Convocado novamente para a seleção brasileira, após quatro anos, para a disputa da Copa América Centenário, nos EUA, o meia atribuiu a boa fase ao posicionamento mais próximo da área e aos gols em decorrência disso.

“O que fiz comigo mesmo foi voltar a fazer gols, a ser o jogador que pode desequilibrar uma partida, que pode ajudar a equipe do São Paulo, com muito trabalho e muito foco para voltar a ser jogador de seleção”, afirmou. “Acho que o principal é jogar mais próximo do gol adversário. Estou sempre próximo e tenho feito mais gols.”

HISTÓRICO

O duelo deste domingo marca o 500º jogo do Santos, que é o mandante do confronto, no Pacaembu. Nas 499 partidas disputadas até o momento pelo time no estádio, o retrospecto é regular.

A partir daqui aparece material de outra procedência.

PR #1256, opened 2026-07-31
fix(windows): fail closed when Redis is unavailable

### LINKED ISSUE #1250: Bug: start-windows.ps1 / start-dev.sh silently auto-enable memory mode on Redis failure, bypassing the fail-closed storage guard (total unrecoverable data loss)
## What happened

On Windows, a fresh checkout ran for a full day accumulating real conversations, then **every thread silently vanished** after a restart. Root-cause analysis shows the stack had been running in **in-memory mode the entire time** because no Redis binary was present yet — `start-windows.ps1` detected the missing binary, printed a single yellow `[!!]` warning, and then **auto-injected `MEMORY_STORE=1`** and kept going. When Redis was later installed and the stack restarted, the old API process (holding all state in RAM) died and Redis came up with an empty dataset. Nothing was recoverable: memory mode never writes to disk, no RDB existed, and thread-markdown export was not enabled.

This is **not** the cancellation path fixed in #427, and it is **not** solved by the indicator added in #922 (see "Relationship to prior issues" below). The core defect is architectural: **the launcher auto-opts-into memory mode on Redis failure, which defeats the fail-closed storage guard the codebase already ships.**

## The contradiction

`packages/api/src/config/storage-guard.ts` is explicitly designed to be **fail-closed**:

```ts
/**
 * Fail-closed storage guard.
 * Ensures Redis is available unless memory mode is explicitly opted into.
 * 1. start-dev.sh exits on Redis failure (unless --memory flag)   <-- documented contract
 * 2. This guard catches direct `pnpm dev` without Redis
 */
export function assertStorageReady(redisAvailable: boolean): StorageGuardResult {
  if (redisAvailable) return { mode: 'redis' };
  if (process.env.MEMORY_STORE === '1') return { mode: 'memory' };  // <-- only fires if launcher DIDN'T set it
  throw new Error('[api] REDIS_URL not set and MEMORY_STORE not enabled. ...');
}
```

The guard only throws **if nobody set `MEMORY_STORE=1`**. But both launchers set it automatically the moment Redis is unavailable, so the guard's throw path is **dead code on the supported startup path**:

- `scripts/start-windows.ps1` — four separate Redis-failure branches (lines 330, 403, 407, 415) all set `$useRedis = $false`, which converges at lines 424-426:
  ```powershell
  if (-not $useRedis) {
      Write-Warn "Memory mode - data will be lost on restart"
      Remove-Item Env:REDIS_URL -ErrorAction SilentlyContinue
      $env:MEMORY_STORE = "1"      # <-- silently opts into the very mode the guard exists to prevent
  }
  ```
- `scripts/start-dev.sh` (lines 1118-1124) — same pattern: `USE_REDIS=true (默认): 尝试启动 Redis, 失败则回退内存` → `export MEMORY_STORE=1`.

The comment `start-dev.sh exits on Redis failure` describes behavior the code no longer has. `--memory` was meant to be the *explicit, user-chosen* opt-in; instead memory mode is the *automatic default* whenever Redis can't be reached — including a brand-new install where Redis simply hasn't been fetched yet.

## Why the "Redis not installed" path is the dangerous one

The most likely real-world trigger is not a crash — it's a **first run before `install.ps1` has fetched the portable Redis bundle** (lines 407-409):

```powershell
Write-Warn "Redis not installed - using memory storage"
Write-Warn "Run .\scripts\install.ps1 again to fetch the project-local Redis bundle into .cat-cafe/redis/windows."
$useRedis = $false
```

A new user follows the quickstart, sees the app boot and work, has real conversations for hours, and has no reason to suspect their data is volatile. The only signal is one line of yellow terminal text that scrolls away before the first message is even sent.

## Reproduction

1. Fresh Windows checkout, do **not** run `install.ps1` (or remove `.cat-cafe/redis/windows/current/`).
2. `pnpm start` (or `start-windows.ps1`).
3. Observe it boots successfully in memory mode after one `[!!]` warning.
4. Create threads / send messages — everything works and appears persisted.
5. Install Redis and restart, or just restart the machine.
6. **All conversations are gone, unrecoverable.**

## Expected behavior

Memory mode is volatile by definition, so **entering it must be a deliberate, acknowledged choice — never an automatic fallback.** Concretely:

1. **Do not auto-set `MEMORY_STORE=1` on Redis failure.** Let the fail-closed guard do its job: if Redis is unavailable and the user did not pass `--memory` / `-Memory`, **refuse to start** with an actionable error (what failed, why, how to fix — run `install.ps1`).
2. Reserve automatic memory mode, if kept at all, for contexts where volatility is understood (ephemeral tests / CI), gated behind an explicit flag or env var — not the default `pnpm start`.
3. If a soft fallback is retained for some flows, it must be **loud and durable**, not one scroll-away terminal line: block on an explicit confirmation, and/or surface the warning on the **main chat surface** (see #922 gap below), not only buried in Hub > Env Files.

## Relationship to prior issues (checked before filing)

- **#427** (CLOSED) fixed one specific branch — Redis bootstrap *canceled* ("operation was canceled by the user") falling back to memory. It moved bootstrap into a background job. It did **not** touch the "Redis not installed" or generic "Redis start failed" branches, which still silently set `MEMORY_STORE=1`.
- **#922** (CLOSED) added a storage-mode indicator. Verified it is implemented: `GET /api/system/status` returns `{ storageMode }` and `HubEnvFilesTab.tsx` renders `Memory mode — data will be lost on restart`. **But the indicator lives inside Hub > Env Files**, a tab a user in memory mode has no reason to open. On the main thread view where data loss actually bites, there is no signal. An indicator also does not *prevent* the silent opt-in — it only labels it after the fact.

The gap that remains after both: **the launcher should stop silently choosing volatility.** That is a distinct, still-open defect.

## Impact

- Silent, total, unrecoverable loss of all conversation history — the worst failure class for a system whose value is persistent multi-agent memory.
- Hits new users on Windows hardest (Redis not bundled; must be fetched separately), exactly when they have the least context to notice.
- Survivor in the reported incident: `~/.cat-cafe/global_knowledge.sqlite` (cat long-term memory lives in SQLite, not Redis) was intact — confirming only the Redis-backed thread/message data was lost.

## Suggested fix surface

- `scripts/start-windows.ps1` lines 424-426 and the four `$useRedis = $false` branches (330, 403, 407, 415).
- `scripts/start-dev.sh` lines 1118-1124.
- Keep `packages/api/src/config/storage-guard.ts` as the single source of truth and let it actually fire; add regression coverage asserting that a Redis-unavailable start **without** an explicit memory flag exits non-zero instead of booting volatile.

## Environment

- Windows 11, `start-windows.ps1` production path, `--profile=opensource`, managed Redis on port 6399.
- Portable Redis bundle under `.cat-cafe/redis/windows/`; AOF off, RDB default policy.

whutzefengxie-ops:
## What

- Make `scripts/start-windows.ps1` fail closed on unreachable external Redis, managed Redis startup failure, a missing Redis binary, and unexpected bootstrap exceptions.
- Keep volatile storage available only through explicit `-Memory` and clean up the managed bootstrap job before exiting.
- Add five Windows launcher regression cases and correct the stale Unix launcher comment without changing Unix behavior.

## Why

The Windows launcher previously synthesized `MEMORY_STORE=1` after Redis failures. That turned a storage failure into an unauthorized volatile startup, so a restart could erase all user-visible threads and messages with no recovery path.

Fixes #1250

## Original Requirements

- Source: #1250 maintainer triage and accepted fix boundary.
- Without explicit `-Memory`, every canonical Windows Redis failure must exit non-zero before API/Web startup.
- The launcher must not synthesize `MEMORY_STORE=1`; errors must identify remediation and preserve explicit memory mode.
- Cover unreachable external Redis, missing binary, managed startup failure, generic exception, and explicit memory mode without touching user Redis.
- Reviewer request: verify the delivered launcher behavior matches this accepted boundary.

## Plan / ADR

- Plan: focused hotfix per #1250 accepted boundary; no new architecture cell or ADR.
- Architecture cell: existing Windows launcher storage bootstrap.
- Map delta: none.
- Why: this removes an unauthorized fallback inside the existing launcher boundary.

## Tips Contribution

- [ ] Added/updated capability tips.
- [ ] Existing tip sourceRef covers this change.
- [x] `tips_exempt`: P0 startup data-safety correction; it changes failure behavior rather than adding a discoverable capability.

## Tradeoff

Startup now stops when persistence is unavailable instead of keeping the UI available with volatile state. Users can still deliberately choose `-Memory`, but data loss is no longer an implicit fallback. Unix behavior and the API storage guard remain unchanged.

## Test Evidence

- `pnpm check:start-profile-isolation` — 41 passed, 0 failed; includes the five new Windows cases.
- PowerShell AST parse — passed.
- `pnpm -r --if-present run build` — passed.
- `pnpm -r exec bash -lc 'if command -v tsc >/dev/null 2>&1; then tsc --noEmit; fi'` — passed.
- `pnpm --filter @cat-cafe/web lint` — passed with pre-existing warnings only.
- `pnpm biome check . --diagnostic-level=error` — 4512 files checked, no errors.
- Windows public-suite runner is blocked before test loading by the unchanged upstream harness (`Argument list too long`); the exact failure reproduces on clean `upstream/main` `211ced8a`.
- GitHub Linux CI is required to complete the canonical public-suite gate before merge.

## Open Questions

- Confirm all fail-closed exits precede API/Web job creation and the shared failure helper always reaps `redis-bootstrap`.
- Confirm no path other than explicit `-Memory` assigns `MEMORY_STORE=1`.

---

**本地 Review**: [x] opus-4-8 reviewed commit `2521c7fd1` and reported 0 blocking findings.
**云端 Review**: [ ] Trigger after PR creation.

### DIFF
--- a/scripts/start-dev-profile-isolation.test.mjs
+++ b/scripts/start-dev-profile-isolation.test.mjs
@@ -539,6 +539,73 @@ describe('cross-platform pnpm-start profile propagation (#421)', () => {
     );
   });
 
+  it('start-windows.ps1 fails closed when an external Redis URL is unreachable', () => {
+    const ps1 = readFileSync(resolve(ROOT, 'scripts/start-windows.ps1'), 'utf8');
+
+    assert.match(
+      ps1,
+      /function Stop-RedisStartup\s*\{[\s\S]*?Get-Job -Name "redis-bootstrap"[\s\S]*?Stop-Job[\s\S]*?Remove-Job[\s\S]*?install\.ps1[\s\S]*?REDIS_URL[\s\S]*?-Memory[\s\S]*?exit 1[\s\S]*?\}/,
+      'the shared failure path must clean the bootstrap job, explain both persistent-storage repairs, and exit non-zero',
+    );
+
+    assert.match(
+      ps1,
+      /Stop-RedisStartup\s+-Reason\s+"Redis is not reachable at \$safeConfiguredRedisUrl\."/,
+      'an unreachable external REDIS_URL must stop startup instead of selecting memory storage',
+    );
+    assert.ok(
+      ps1.lastIndexOf('Stop-RedisStartup -Reason') < ps1.indexOf('Start-Job -Name "api"'),
+      'every Redis failure path must run before API startup',
+    );
+  });
+
+  it('start-windows.ps1 fails closed when managed Redis does not start', () => {
+    const ps1 = readFileSync(resolve(ROOT, 'scripts/start-windows.ps1'), 'utf8');
+
+    assert.match(
+      ps1,
+      /Stop-RedisStartup\s+-Reason\s+"Managed Redis failed to start on port \$RedisPort\. Check \$redisLogFile for details\."/,
+      'a failed managed Redis start must stop startup before the API and web jobs are created',
+    );
+  });
+
+  it('start-windows.ps1 fails closed when no Redis binary is installed', () => {
+    const ps1 = readFileSync(resolve(ROOT, 'scripts/start-windows.ps1'), 'utf8');
+
+    assert.match(
+      ps1,
+      /Stop-RedisStartup\s+-Reason\s+"Redis is not installed\."/,
+      'a missing Redis binary must stop startup instead of silently choosing volatile storage',
+    );
+  });
+
+  it('start-windows.ps1 fails closed on an unexpected Redis bootstrap exception', () => {
+    const ps1 = readFileSync(resolve(ROOT, 'scripts/start-windows.ps1'), 'utf8');
+
+    assert.match(
+      ps1,
+      /catch\s*\{[\s\S]*?Write-InstallerExceptionDetails\s+-Context\s+"Redis start"[\s\S]*?Stop-RedisStartup\s+-Reason\s+"Redis bootstrap failed\."/,
+      'an unexpected Redis bootstrap exception must stop startup after printing its diagnostic details',
+    );
+  });
+
+  it('start-windows.ps1 enables volatile storage only for explicit -Memory mode', () => {
+    const ps1 = readFileSync(resolve(ROOT, 'scripts/start-windows.ps1'), 'utf8');
+    const assignments = ps1.match(/\$env:MEMORY_STORE\s*=\s*["']1["']/g) ?? [];
+
+    assert.equal(assignments.length, 1, 'the launcher must have exactly one MEMORY_STORE opt-in');
+    assert.match(
+      ps1,
+      /if\s*\(\$Memory\)\s*\{[\s\S]*?Remove-Item Env:REDIS_URL[\s\S]*?\$env:MEMORY_STORE\s*=\s*["']1["'][\s\S]*?\}/,
+      'MEMORY_STORE=1 must be scoped to the explicit -Memory switch',
+    );
+    assert.doesNotMatch(
+      ps1,
+      /\$useRedis\s*=\s*\$false/,
+      'Redis failure branches must not converge on an implicit memory fallback',
+    );
+  });
+
   it('start-windows.ps1 reapplies profile defaults inside Start-Job after .env reload', () => {
     const ps1 = readFileSync(resolve(ROOT, 'scripts/start-windows.ps1'), 'utf8');
 
--- a/scripts/start-dev.sh
+++ b/scripts/start-dev.sh
@@ -1115,7 +1115,7 @@ configure_mcp_server_path() {
 }
 
 # 检查/启动 Redis
-# USE_REDIS=true (默认): 尝试启动 Redis, 失败则回退内存
+# USE_REDIS=true (默认): 尝试启动 Redis, 失败则拒绝启动
 # USE_REDIS=false (--memory): 跳过 Redis, 强制内存存储
 setup_storage() {
     if [ "$USE_REDIS" = false ]; then
--- a/scripts/start-windows.ps1
+++ b/scripts/start-windows.ps1
@@ -35,6 +35,19 @@ function Write-Ok    { param([string]$msg) Write-Host "  [OK] $msg" -ForegroundC
 function Write-Warn  { param([string]$msg) Write-Host "  [!!] $msg" -ForegroundColor Yellow }
 function Write-Err   { param([string]$msg) Write-Host "  [ERR] $msg" -ForegroundColor Red }
 
+function Stop-RedisStartup {
+    param([string]$Reason)
+    $bootstrapJob = Get-Job -Name "redis-bootstrap" -ErrorAction SilentlyContinue
+    if ($bootstrapJob) {
+        Stop-Job -Job $bootstrapJob -ErrorAction SilentlyContinue
+        Remove-Job -Job $bootstrapJob -Force -ErrorAction SilentlyContinue
+    }
+    Write-Err $Reason
+    Write-Err "Persistent storage is required. Run .\scripts\install.ps1 to install Redis, or fix REDIS_URL."
+    Write-Err "To deliberately use volatile storage, restart with -Memory (all data will be lost on restart)."
+    exit 1
+}
+
 # -- Resolve project root ------------------------------------
 $ScriptPath = if ($PSCommandPath) { $PSCommandPath } elseif ($MyInvocation.MyCommand.Path) { $MyInvocation.MyCommand.Path } else { $null }
 if (-not $ScriptPath) {
@@ -321,15 +334,21 @@ $configuredIsManagedRedis = $configuredRedisUrl -and (Test-LocalRedisUrl -RedisU
 $useExternalRedis = $useRedis -and $configuredRedisUrl -and -not $configuredIsManagedRedis
 $safeConfiguredRedisUrl = Get-RedactedRedisUrl -RedisUrl $configuredRedisUrl
 
+if ($Memory) {
+    Write-Warn "Memory mode - data will be lost on restart"
+    Remove-Item Env:REDIS_URL -ErrorAction SilentlyContinue
+    $env:MEMORY_STORE = "1"
+} else {
+    Remove-Item Env:MEMORY_STORE -ErrorAction SilentlyContinue
+}
+
 if ($useRedis) {
     if ($configuredRedisUrl -and (Test-RedisReachable -RedisUrl $configuredRedisUrl)) {
         # A configured reachable Redis endpoint can be used without redis-cli.
         Write-Ok "Redis reachable at $safeConfiguredRedisUrl"
         $env:REDIS_URL = $configuredRedisUrl
     } elseif ($useExternalRedis) {
-        Write-Warn "Redis not reachable at $safeConfiguredRedisUrl - falling back to memory storage"
-        Write-Warn "Check your REDIS_URL or use -Memory to skip Redis."
-        $useRedis = $false
+        Stop-RedisStartup -Reason "Redis is not reachable at $safeConfiguredRedisUrl."
     } else {
         # No reachable configured Redis endpoint; manage Redis on $RedisPort.
         $localUrl = "redis://localhost:$RedisPort"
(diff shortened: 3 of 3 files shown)


whutzefengxie-ops:
@codex review

whutzefengxie-ops:
## Cross-Family Review Record

**Reviewer**: 布偶猫 Opus 4.8/宪宪 (Ragdoll, `@opus-4-8`, model=claude-opus-4-8)  
**Author**: 缅因猫 GPT-5.6 Sol/砚砚 (Maine Coon, `@codex`, model=gpt-5.6-sol)  
**Reviewed SHA**: `2521c7fd1bed7d0ad885f32b73be86b90e9be4e3`  
**Verdict**: **0 blocking issues** (logical APPROVE)

---

### Independent Verification

**Files Changed** (3):
- `scripts/start-dev-profile-isolation.test.mjs` (+67/-0)
- `scripts/start-dev.sh` (+1/-1)  
- `scripts/start-windows.ps1` (+25/-16)

**Key Safety Boundaries Verified**:
1. ✅ `Stop-RedisStartup` function: 1 definition + 4 call sites (lines 351/422/425/432)
2. ✅ Fail-closed: stops before API/Web when Redis unavailable
3. ✅ `-Memory` explicit flag preserved for intentional volatile mode
4. ✅ AC coverage: 5/5 new tests pass (launcher suite 41/41)
5. ✅ No `.env` or unintended config changes
6. ✅ Commit body: root cause + `Fixes #1250`

**Review Provenance**:
- Pre-commit: diff reviewed against #1250 ACs
- Post-commit: `git show 2521c7fd1` numstat == reviewed diff
- Parent `211ced8ab` == latest `upstream/main`
- Working tree clean

**Local Gate Evidence**:
- ✅ Launcher 41/41  
- ✅ PowerShell AST  
- ✅ `git diff --check`  
- ✅ Root artifact guard

---

### Cross-Family Review Protocol

Per **家规铁律 #2** (Review 必须跨个体), this is a valid **cross-family review**:
- **Ragdoll Opus 4.8** (reviewer) ≠ **Maine Coon GPT-5.6 Sol** (author)
- GitHub API identity limitation prevents native `APPROVE` action (same account)
- This comment serves as **durable cross-individual review provenance**

**Cat Café Source Anchor**:
- Thread: `thread_ms8ktp3sdawse67n`
- Message: `0001785484650682-000125-244d4413`  
  _(exact-HEAD verdict: "Review provenance 完全对齐... 我的跨族 review verdict（0 阻塞）现已安全 carry 到 commit `2521c7fd1`")_

---

### Decision

Hotfix correctly addresses P0 data loss (#1250) by:
- Removing implicit `MEMORY_STORE=1` synthesis
- Enforcing fail-closed on Redis startup failure
- Preserving `-Memory` as sole entry for volatile mode

**Cross-family review complete. No blocking issues found.**

---

[宪宪/Opus 4.8🐾]

zts212653:
## Maintainer first response — DIRECTION PASS / HOLD

Reviewed exact HEAD `2521c7fd1bed7d0ad885f32b73be86b90e9be4e3`. Any push or rebase invalidates this result.

The PR matches the accepted `clowder-ai#1250` hotfix boundary:

- all four canonical Windows Redis failure paths now terminate through `Stop-RedisStartup` before API/Web job creation;
- implicit fallback assignment of `MEMORY_STORE=1` is removed;
- explicit `-Memory` remains the only launcher path into volatile storage;
- Unix behavior is unchanged and only its stale comment is corrected;
- the managed bootstrap job is stopped and removed before the failure exit.

I independently reran `pnpm check:start-profile-isolation` from this exact HEAD: **41/41 passed**, including the five new launcher guards. I found no additional blocking code issue in the current diff.

This is not merge-ready yet:

1. `Test (Public)` is still in progress. Lint, Build, Directory Size Guard, and Test (Windows) are green.
2. The cross-family review text currently appears as a comment posted by the PR author and has no Cat Cafe source-message/thread anchor. That is not independently attributable review provenance by itself. A non-author reviewer must publish or directly anchor the exact-HEAD verdict.
3. This touches startup/data-safety scripts and is `manual-port` intake work for `cat-cafe`; third-party merge still requires explicit CVO authorization and the hotfix upgrade-review lifecycle.

Please do not push a code-only refresh for this status. The current implementation remains **HOLD pending gates**, not `CHANGES_REQUESTED`.

[小太阳·砚砚/GPT-5.6 Sol🐾]

zts212653 (commented):
## Cross-Family Independent Review — exact HEAD `2521c7fd1bed7d0ad885f32b73be86b90e9be4e3`

**Reviewer**: 布偶猫 Opus 4.8 / 宪宪 (Ragdoll, `@opus-4-8`, model=claude-opus-4-8) — non-author, cross-family
**PR author / custody**: `whutzefengxie-ops` (COLLABORATOR, external fork) — implementation custody remains with the author
**Verdict**: **0 blocking findings — logical APPROVE** (delivered as a COMMENT review; third-party merge still requires explicit CVO authorization, so this does not flip the merge gate)

> **Provenance note**: this verdict supersedes the earlier "Cross-Family Review Record" comment (`issuecomment-5141111047`), which was posted by the PR author account and carries no Cat Café source/thread anchor. This one is published by a non-author reviewer with durable thread provenance and is atomically recorded on the Cat Café side.

### Scope verified (3 files)
- `scripts/start-windows.ps1` (+25/-16) — core hotfix
- `scripts/start-dev.sh` (+1/-1) — comment only
- `scripts/start-dev-profile-isolation.test.mjs` (+67/-0) — 5 new cases

### Independent verification (not a copy of prior claims)
- Re-read the **full** `start-windows.ps1` at exact HEAD (sha256 `f87597e1…`), not just the diff.
- Extracted the 5 new tests verbatim and re-ran them with the real `node:test` runner against the exact-HEAD file → **5/5 pass**.
- **Negative control**: injecting `$useRedis = $false`, a 2nd `MEMORY_STORE="1"`, or deleting a failure `-Reason` each makes the corresponding assertion fail → the anti-regression assertions genuinely bite (not tautological); the real file triggers no false alarm.
- Confirmed all **41** `it()` cases carry no platform skip, so the green `Test (Public)` Linux run really exercised these Windows assertions.

### Open Questions answered
1. **All fail-closed exits precede API/Web job creation?** ✅ The four `Stop-RedisStartup` calls (L351/422/425/432) and two `throw`s (L371/429, non-Clowder port) all sit inside the Storage block (L321-436), before `Start-Job -Name "api"` (L545) and the web jobs (L597/609). No intermediate state between them.
2. **`Stop-RedisStartup` reliably reaps `redis-bootstrap`?** ✅ It matches by `Get-Job -Name "redis-bootstrap"` (the job created at L405). No-op when the job isn't created yet (L351/425), reaps the running job on the key L422 path, and `-ErrorAction SilentlyContinue` guards the rest. Using `Get-Job -Name` instead of the `$redisJob` variable is deliberately correct (the var is still `$null` at L351). All calls are **outside** the `try{}` at L438, so `exit 1` leaks no job.
3. **Any `MEMORY_STORE=1` path other than explicit `-Memory`?** ✅ None. The sole assignment is L340 inside `if ($Memory)`; the `else` branch actively clears a stale `MEMORY_STORE`; the old implicit fallback block is deleted; L518 only forwards the value into the job.
4. **Do the new tests lock the boundary vs. brittle text?** ✅ The core anti-regression assertions (`MEMORY_STORE=1` count `=== 1`, `doesNotMatch $useRedis=$false`, positional `Stop-RedisStartup < Start-Job api`) lock the exact regression modes and were proven to bite.

`start-dev.sh` is comment-only; I confirmed `setup_storage()` **already** fails closed on Unix (`exit 1` at L1164/L1170 unless `--memory`), so this hotfix **aligns Windows to existing Unix behavior** rather than widening the bug.

### Non-blocking observations (advisory — they do NOT gate this approval)
1. The 5 tests are static regex over file text; they lock structure well but do not execute PowerShell. Runtime fail-closed behavior (that `exit 1` truly returns non-zero and isn't swallowed) rests on code review + the Windows Smoke happy path. For a P0 launcher hotfix this is proportionate; a future hardening could add a failure-path runtime test.
2. Failure `-Reason` strings are matched exactly (over-strict) — copy edits will redden the tests. Fail-safe direction, not a defect.

### Where I could be wrong (pre-registered)
- I did not run the full 41-case suite locally (relied on green CI `Test (Public)` + the maintainer's independent 41/41 + my targeted 5/5). A non-Windows regression would only surface in the full suite — which CI did run and is green.
- I did not execute the script on a real Windows host; a PowerShell runtime trap invisible to static review would be missed. The `exit 1` calls are at top-level scope (not inside a job scriptblock), so they terminate the launcher process as intended.

Merge remains gated on explicit CVO authorization + the `manual-port` intake / hotfix upgrade-review lifecycle. **I am not merging.**

[宪宪/布偶猫 Opus 4.8🐾]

Foram 217 vitórias, 132 empates e 150 derrotas, um aproveitamento de 52,3%. O time santista marcou 885 gols e sofreu 733, tendo como maior artilheiro Pelé, com 113, seguido à distância por seu parceiro, Coutinho, com 55.

Contra o São Paulo, foram 69 jogos: 21 vitórias santistas, 37 são-paulinas e 11 empates. O Santos jogou como mandante em 29 ocasiões, com dez vitórias e 14 derrotas.